> **What this task involves**: Only the lines containing "protected" should appear in the answer, copied from the listing below.

> **Given data**:
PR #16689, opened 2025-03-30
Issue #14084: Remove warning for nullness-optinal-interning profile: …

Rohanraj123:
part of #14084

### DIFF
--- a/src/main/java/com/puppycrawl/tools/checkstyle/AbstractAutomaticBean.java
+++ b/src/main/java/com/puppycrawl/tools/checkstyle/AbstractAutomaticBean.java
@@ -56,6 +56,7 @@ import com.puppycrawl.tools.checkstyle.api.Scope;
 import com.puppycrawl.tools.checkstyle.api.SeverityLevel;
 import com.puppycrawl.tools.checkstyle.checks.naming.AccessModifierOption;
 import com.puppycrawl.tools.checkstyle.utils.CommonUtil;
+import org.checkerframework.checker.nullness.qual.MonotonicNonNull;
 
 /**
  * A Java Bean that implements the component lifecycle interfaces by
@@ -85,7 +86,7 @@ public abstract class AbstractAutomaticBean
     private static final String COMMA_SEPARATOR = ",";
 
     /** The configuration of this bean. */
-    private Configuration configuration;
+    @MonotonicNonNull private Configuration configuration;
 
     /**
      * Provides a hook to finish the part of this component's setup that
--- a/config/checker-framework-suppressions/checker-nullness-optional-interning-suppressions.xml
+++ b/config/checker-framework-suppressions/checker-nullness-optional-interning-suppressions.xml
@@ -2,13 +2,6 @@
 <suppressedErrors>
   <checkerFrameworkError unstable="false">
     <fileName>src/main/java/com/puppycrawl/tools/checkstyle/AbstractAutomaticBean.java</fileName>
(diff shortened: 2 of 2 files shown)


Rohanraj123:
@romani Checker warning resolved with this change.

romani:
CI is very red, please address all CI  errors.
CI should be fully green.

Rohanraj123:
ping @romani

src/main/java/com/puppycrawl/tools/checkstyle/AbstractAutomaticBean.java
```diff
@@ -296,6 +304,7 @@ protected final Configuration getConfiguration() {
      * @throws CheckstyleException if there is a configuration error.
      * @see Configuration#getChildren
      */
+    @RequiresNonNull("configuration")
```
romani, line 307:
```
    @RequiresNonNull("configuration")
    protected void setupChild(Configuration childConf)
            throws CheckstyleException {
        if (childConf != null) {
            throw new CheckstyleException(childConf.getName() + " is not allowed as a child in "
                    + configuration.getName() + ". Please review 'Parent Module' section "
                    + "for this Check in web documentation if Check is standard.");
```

--

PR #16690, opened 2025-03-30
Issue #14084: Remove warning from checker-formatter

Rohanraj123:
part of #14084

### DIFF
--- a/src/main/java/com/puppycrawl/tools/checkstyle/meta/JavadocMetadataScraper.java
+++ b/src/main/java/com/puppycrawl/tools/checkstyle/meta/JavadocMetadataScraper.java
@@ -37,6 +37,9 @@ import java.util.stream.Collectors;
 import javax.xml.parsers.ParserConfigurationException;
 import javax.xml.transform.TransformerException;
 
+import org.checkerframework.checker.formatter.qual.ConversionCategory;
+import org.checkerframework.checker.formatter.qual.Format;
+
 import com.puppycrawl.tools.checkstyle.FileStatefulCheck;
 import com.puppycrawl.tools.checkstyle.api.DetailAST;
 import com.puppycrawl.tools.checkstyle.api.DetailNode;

> **Output for this task**:
@@ -296,6 +304,7 @@ protected final Configuration getConfiguration() {
    protected void setupChild(Configuration childConf)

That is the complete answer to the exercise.